Google Lumiere: Everything about multimodal AI model for videos creation Harsh ShivamNew Delhi
Google has unveiled a new multimodal AI model ‘Lumiere’ for video generation. Google said, “Lumiere is a text-to-video diffusion model designed for synthesising videos that portray realistic, diverse and coherent motion.” The company touted that the model facilitates content creation tasks and video editing applications such as image-to-video, video in painting, and stylized video generation.
According to Google, Lumiere model uses a Space-Time u-Net (STUNet) architecture to generate videos. Using this architectural design, the model processes all frames in a video at once instead of generating keyframes and then filling the missing frames using temporal super-resolution (TSR) models, which is a common approach for existing video generators.
Google said Lumiere generates the entire temporal duration of the video at once by deploying both spatial and temporal down- and up-sampling. It essentially means the model first generates a full frame rate video in low resolution and later upscales the generated video using a spatial super-resolution (SSR) model to produce the final result. In the research paper previewing Lumiere, Google said that the sample videos generated by the AI model are 80 frames long at 16 frames-per-second, essentially 5 seconds long.
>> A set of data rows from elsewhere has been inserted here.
PR #421, opened 2019-07-29
306: Add pixel controls

### LINKED ISSUE #306: Widgets: add pixel controls
depends on #303 

Add the pixel controls in the dialog which add the models for pixel states as well as the listviews in the add component dialog.

DolicaAkelloEgwel:
### Issue

Closes #306 

### Description of work

- The pixel-related UI elements are contained in their own widget. The widget is is managed by `PixelOptions`.
- The AddComponentDialog interacts with the `PixelOptions` and tells it when to populate the Pixel Mapping list, retrieves information from it when Add Component is pressed, etc.
- The pixel options automatically appear if the the shape is Cylinder/Mesh and the component type is `NXdetector` or `NXdetector_module` selected allow pixel-related input in the NeXus file.
- The pixel options widget has three radio buttons that when clicked control what input fields appear: Single Pixel, Entire Shape, No Pixels.
- "Single Pixel" is selected by default.
- The "Single Pixel" button allows users to enter a Pixel Grid.
    - If the row/column count is set to zero, then the matching row height/column width field is disabled.
    - If the user presses Add Component when either the row height or column width is disabled, then its value in the interface before the spin box was disabled is ignored. The `PixelGrid` object is created with a value of zero for the row height/column width.
    - If both the row count or a column count are zero then the Add Component button is disabled and the spin boxes for row/column count turn red.
    - There is no way of entering units for the row height/column width. This is in #425.
- The "Single Pixel" button allows users to enter a Pixel Grid.
    - A valid pixel mapping has at least one ID given. If none are given then the Add Component button is disabled.
    - In the case of `NXcylindrial_geometry` the Pixel Mapping can only record a single ID. Allowing a user to enter multiple cylinders is now in #429.
- Nothing happens for the pixel data given to a `NXdetector_module` (but the info does still get sent to the `NXoff_geometry` or `NXcylindrical_geometry`). This is now in #424.
- The pixel data can't be edited. This is in #430.

Also I'm wondering if it might be worth switching over to `QWizard` if the Add Component stuff becomes more complicated? 

### Acceptance Criteria 

- Check that the tests pass and that appropriate test cases are covered
- Try entering some pixel info and then saving to a NeXus file and checking that what you see in HDFView matches what you gave to the NeXus Constructor

### UI tests

n/a


tests/ui_tests/test_ui_add_component_window.py
```diff
@@ -827,6 +1134,349 @@ def test_UI_GIVEN_array_field_selected_and_edit_button_pressed_THEN_edit_dialog_
     assert field.table_view.isEnabled()
 
 
+def test_UI_GIVEN_user_selects_pixel_grid_THEN_pixel_grid_is_set_to_true_in_ok_validator(
```
DominicOram: There's a lot of repeated code in the following 10 tests. Don't be afraid to create functions to do the common bits

tests/ui_tests/test_ui_add_component_window.py
```diff
@@ -1000,3 +1649,84 @@ def test_UI_GIVEN_field_widget_with_string_type_THEN_value_property_is_correct(q
...
+    :param dialog: An instance of an AddComponentDialog.
+    :param template: The window/widget that holds the AddComponentDialog.
+    :param component_name: The desired component name.
+    """
+    qtbot.mouseClick(dialog.nameLineEdit, Qt.LeftButton)
+    qtbot.keyClicks(dialog.nameLineEdit, component_name)
+    show_and_close_window(qtbot, template)
+
+
+def systematic_button_press(
```
DominicOram: These are generic helper functions for ui tests, they should be in a separate file.

DominicOram:
I've had a quick look through this, it looks good. However, there's a lot of changes, the ticket should probably have been split up a bit. In general:
* Can you split the pixel stuff out off `add_component_window.py`? As it stands that file is growing quickly and has too much responsibility. 
* Also split the pixel validator stuff out of the OK validator
* The number of new tests is great, but again we're getting some rather large files now, can we split them into files that test different aspects?

nexus_constructor/component_type.py
```diff
@@ -37,7 +37,7 @@
     "NXslit",
     "NXvelocity_selector",
     "NXxraylens",
-]
```
DolicaAkelloEgwel: Explanation for this change: A test I wrote earlier was failing because `NXdetector_module` was placed in this list twice. This caused a mismatch between the length of the list and the number of elements in the drop-down list in the Add Component Dialog. Changed the list to a set and removed the extra `NXdetector_module` to be safe.

matthew-d-jones:
> Also I'm wondering if it might be worth switching over to QWizard if the Add Component stuff becomes more complicated?

Yes, I was also thinking along those lines, there may even be a related ticket. The real challenge will be working out how to map pixel IDs to the more exotic detector geometries.

nexus_constructor/validators.py
```diff
@@ -153,18 +172,63 @@ def open_file(filename: str, mode: str = "r"):
     is_valid = Signal(bool)
 
 
+class PixelValidator(QObject):
```
matthew-d-jones: A doc comment to describe what this validator does would be good to have.

tests/test_nexus_wrapper.py
```diff
@@ -1,12 +1,36 @@
...
 
+global file_count
+file_count = 0
+
+
+@pytest.fixture(scope="function")
+def nexus_file():
+    global file_count
+    file_count += 1
+    return create_in_memory_file("test_nw" + str(file_count - 1))
```
matthew-d-jones: Rather than accumulating many in-memory files and having to give them unique names you could just close the file at the end of each test. It can be achieved something like this (I didn't test the code below):
```python
@pytest.fixture(scope="function")
def nexus_file(request):
    test_file = create_in_memory_file("test_nw")
    def fin():
        test_file.close()
    request.addfinalizer(fin)
    return test_file
```

tests/test_pixel_data_to_nexus_utils.py
```diff
@@ -0,0 +1,138 @@
...
+def test_GIVEN_list_of_ids_WHEN_calling_detector_number_THEN_correct_detector_number_list_is_returned(
+    pixel_mapping
+):
+
+    expected_numbers = [id for id in pixel_mapping.pixel_ids if id is not None]
+
+    assert detector_number(pixel_mapping) == expected_numbers
+
+
+@pytest.mark.parametrize("rows", ROW_COL_VALS)
```
matthew-d-jones: :+1:

nexus_constructor/pixel_data_to_nexus_utils.py
```diff
@@ -0,0 +1,78 @@
...
+def pixel_grid_detector_ids(grid: PixelGrid):
+    """
+    Returns a list of 'row' lists of 'column' length.
+    Each entry in the sublists are detector id's of pixel instances in the given PixelGrid
+    """
+
+    ids = np.arange(grid.rows * grid.columns)
+
+    if grid.count_direction == CountDirection.COLUMN:
+        ids = ids.reshape((grid.rows, grid.columns), order="F")
```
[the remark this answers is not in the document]
matthew-d-jones: >  ‘F’ means to read / write the elements using Fortran-like index order, with the first index changing fastest, and the last index changing slowest.

nexus_constructor/add_component_window.py
```diff
@@ -284,31 +333,107 @@ def generate_geometry_model(self, component: Component) -> OFFGeometry:
...
     def on_ok(self):
         nx_class = self.componentTypeComboBox.currentText()
         component_name = self.nameLineEdit.text()
         description = self.descriptionPlainTextEdit.text()
 
+        pixel_data = self.pixel_options.generate_pixel_data()
+        pixel_data_is_mapping = type(PixelData) is PixelMapping
+
         if self.component_to_edit:
             self.component_to_edit.name = component_name
```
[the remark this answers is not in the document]
matthew-d-jones: @DolicaAkelloEgwel this is still todo

PR #426, opened 2019-08-06
using qcylindermesh instead of OFFmesh for cylinders

### LINKED ISSUE #397: Render cylinders as cylinders in the 3D view
Instead of generating a mesh for cylinders, use the higher level interface of qt3d and simply tell it to render a cylinder.

The `off_geometry` method can be removed from `OFFGeometry` and `CylindricalGeometry`.

rerpha:
### Issue

Closes #397 
### Description of work

Only spent a few mins on this so if it causes issues i'll come back to it at a later date.
This uses `QCylinderMesh`es instead of drawing cylinders as OFF meshes in the qt3d view. This may give some performance benefits, but mainly it reduces a lot of code that we have to look after (converting cylinders to off meshes) 

### Acceptance Criteria 

Cylinders should be added as usual in the 3d view and the same output should be shown in the nexus file and tree view. 

### UI tests

*How you have updated the UI tests document to fit your changes*

### DIFF
--- a/nexus_constructor/geometry/off_geometry.py
+++ b/nexus_constructor/geometry/off_geometry.py
@@ -9,6 +9,7 @@ from nexus_constructor.nexus.validation import (
     ValidateDataset,
     validate_group,
 )
+from nexus_constructor.off_renderer import OffMesh
 from nexus_constructor.ui_utils import (
     numpy_array_to_qvector3d,
     qvector3d_to_numpy_array,
@@ -38,7 +39,7 @@ class OFFGeometry(ABC):
 
     @property
     @abstractmethod
-    def off_geometry(self) -> "OFFGeometry":
+    def mesh(self) -> OffMesh:
         pass
 
     @property
@@ -89,8 +90,8 @@ class OFFGeometryNoNexus(OFFGeometry):
         return [sum(face_sizes[0:i]) for i in range(len(face_sizes))]
 
     @property
-    def off_geometry(self) -> OFFGeometry:
-        return self
+    def mesh(self) -> OffMesh:
+        return OffMesh(self)
 
     @property
     def vertices(self) -> List[QVector3D]:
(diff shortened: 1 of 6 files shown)


nexus_constructor/geometry/off_geometry.py
```diff
@@ -38,7 +39,7 @@ def winding_order_indices(self) -> List[int]:
 
     @property
     @abstractmethod
-    def off_geometry(self) -> "OFFGeometry":
+    def mesh(self) -> OffMesh:
```
matthew-d-jones: I think the return type should be `Union(Qt3DExtras.QCylinderMesh, OFFMesh)`

matthew-d-jones: Or if `OFFMesh` and `QCylinderMesh` inherit from a base mesh class then that would be appropriate

nexus_constructor/off_renderer.py
```diff
@@ -7,11 +7,14 @@
...
 from nexus_constructor.pixel_data import PixelData, PixelGrid
-from nexus_constructor.geometry import OFFGeometry
 from PySide2.Qt3DRender import Qt3DRender
 from PySide2.QtGui import QVector3D
 import struct
 import itertools
+from typing import TYPE_CHECKING
+
+if TYPE_CHECKING:  # pragma: no cover
+    from nexus_constructor.geometry.off_geometry import OFFGeometry
```
matthew-d-jones: As you've changed to strings for the OFFGeometry type hint, surely this import doesn't do anything?

rerpha: this is to suppress flake8 warnings, but shouldn't need to exist if i make them inherit from a base class

rerpha:
I am a bit stuck with this, have tried a few different methods such as bundling in a transform with the cylinder, but i'm not sure how to get it finished. I am going to shelve for now.

rerpha:
Closing for now as the branch will diverge with upcoming changes and I can't find a straightforward way of fixing this.

PR #432, opened 2019-08-12
377: Fix crash on exit (segfault)

### LINKED ISSUE #377: Fix crash on exit
The application crashes on exit on my machine. It seems likely that this is caused by some python resource is being freed before the C++ Qt backend is done with it. Though currently only a nuisance, it should be fixed.

rerpha:
### Issue

Closes #377 

### Description of work

Fixes the segfault caused by python not clearing stuff up correctly with qt3d. 

Deleted the entities before qt3d tries to reference them to draw the next frame in between closing the application. 

### Acceptance Criteria

- The program exits with  exit code 0 instead of `SIGSEGV`

### UI tests

N/A

### DIFF
--- a/nexus_constructor/instrument_view.py
+++ b/nexus_constructor/instrument_view.py
@@ -24,7 +24,9 @@ class InstrumentView(QWidget):
     """
 
     def delete(self):
-        """Fixes Qt3D segfault"""
+        """
+        Fixes Qt3D segfault - this needs to be called when the program closes otherwise Qt tries to draw objects as python is cleaning them up.
+        """
         self.clear_all_components()
         del self.root_entity
         del self.view
--- a/nexus_constructor/instrument_view.py
+++ b/nexus_constructor/instrument_view.py
@@ -4,7 +4,7 @@ from PySide2.Qt3DCore import Qt3DCore
 from PySide2.Qt3DExtras import Qt3DExtras
 from PySide2.Qt3DRender import Qt3DRender
 from PySide2.QtCore import QRectF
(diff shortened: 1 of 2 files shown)


nexus_constructor/instrument_view.py
```diff
@@ -23,6 +23,12 @@ class InstrumentView(QWidget):
                    argument in order to appease Qt Designer.
     """
 
+    def __del__(self):
```
SkyToGround: It is my understanding that Python does not give any guarantees about `__del__` being called. (Do you have any wise words here @matthew-d-jones ?)

On the other hand, if it works, why not use the solution that we have?

SkyToGround:
I did some testing on my machine and was able to determine that `__del__` is indeed not reliable called on exit. When it is called, the application exits with exit code 0. When `__del__` is not called, the application crashes.

nexus_constructor/instrument_view.py
matthew-d-jones: Yes `__del__` is not the right place to do this, it only gets called when/if the garbage collector deals with the object.

matthew-d-jones: Calling this code in the application exit function would be better.

rerpha:
oops didn't mean to close this. You can try and override closeEvent (from QWidget) but this does nothing, never gets called, and still crashes. I think the problem is that python is clearing the object up quicker than C++, therefore connecting to a C++ signal won't do anything and will not get called because it'll segfault first due to C++ referencing python objects that no longer exist.

PR #437, opened 2019-08-19
388: Draw disc chopper in Instrument View

### LINKED ISSUE #388: Draw chopper disc in instrument view
Use @DolicaAkelloEgwel's code in https://github.com/nexusformat/features/pull/34 to draw chopper discs based on their NeXus description (without requiring an OFF description). If there is a OFF or cylinder-based shape description present then it should take precedence.

matthew-d-jones:
### Issue

Closes #388 

### Description of work

Adds the disc chopper feature to the NeXus constructor. 

### Acceptance Criteria 

Check that the tests pass. Load a NeXus file that contains a disk chopper and create a chopper manually using the fields widgets. Check that in both cases the expected disc chopper appears.

### UI tests

n/a


nexus_constructor/geometry/disk_chopper_geometry.py
```diff
@@ -0,0 +1,497 @@
...
+CONTAINS_LONG = [DATASET_TYPE[key] for key in DATASET_TYPE.keys() if "Long" in key]
+INT_TYPES = CONTAINS_INTEGER + CONTAINS_SHORT + CONTAINS_LONG
+
+FLOAT_TYPES = [
+    DATASET_TYPE[key] for key in DATASET_TYPE.keys() if key in ["Float", "Double"]
+]
+
+
+class ChopperChecker:
+    def __init__(self, fields_widget: QListWidget):
```
matthew-d-jones: I think some refactoring will be needed here. Probably `ChopperChecker` shouldn't know about the field widget because this validation also needs to be carried out when loading a NeXus file, not just when using the Add Component window.

nexus_constructor/geometry/disk_chopper_geometry.py
```diff
@@ -0,0 +1,497 @@
...
+                return False
+
+        return True
+
+    def input_describes_valid_chopper(self):
+
+        self._slit_edges = self.fields_dict[SLIT_EDGES].value
+        self._radius = self.fields_dict[RADIUS].value
+        self._slit_height = self.fields_dict[SLIT_HEIGHT].value
+        self._slits = self.fields_dict[SLITS].value
```
matthew-d-jones: Could you construct a `ChopperDetails` at this point instead of duplicating these data as both members of `ChopperChecker ` and `ChopperDetails`?

matthew-d-jones:
I tried adding a chopper in the "Add Component" window but only see a black cube in the instrument view:
Screenshot_20190819_105749

rerpha:
Tabulate is fixed in the latest version (0.8.5) so you can revert the version pinning in `requirements.txt`

nexus_constructor/geometry/disk_chopper/disk_chopper_geometry_creator.py
```diff
@@ -0,0 +1,394 @@
+from typing import List, Tuple
+
+import numpy as np
+from PySide2.QtGui import QVector3D
+
+from nexus_constructor.geometry import OFFGeometryNoNexus
+from nexus_constructor.geometry.disk_chopper.chopper_details import ChopperDetails
+
+ARROW_SIZE = 0.1
```
matthew-d-jones: It would be good to have a comment for each of these constants to explain what they are used for.

nexus_constructor/geometry/disk_chopper/disk_chopper_geometry_creator.py
```diff
@@ -0,0 +1,394 @@
...
+    """
+    Tool for creating OFF Geometry in the form of strings from NXdisk_chopper information.
+    """
+
+    def __init__(self, chopper_details: ChopperDetails):
+
+        self.points = []
+        self.faces = []
+        self.arrow_size = ARROW_SIZE
+        self.resolution = RESOLUTION
```
matthew-d-jones: Do `ARROW_SIZE` and `RESOLUTION` really need to be copied as members?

The initially generated video is at 128×128 resolution, which is then upscaled to 1024×1024 using SSR.
According to Google, Lumiere video generation model also lets users apply text-based image editing methods for consistent video editing. For example, its Cinemagraphs feature lets users animate a specific region within the image to generate a video. For stylized video generation, Lumiere can generate videos in the target style using a single reference image provided by the user.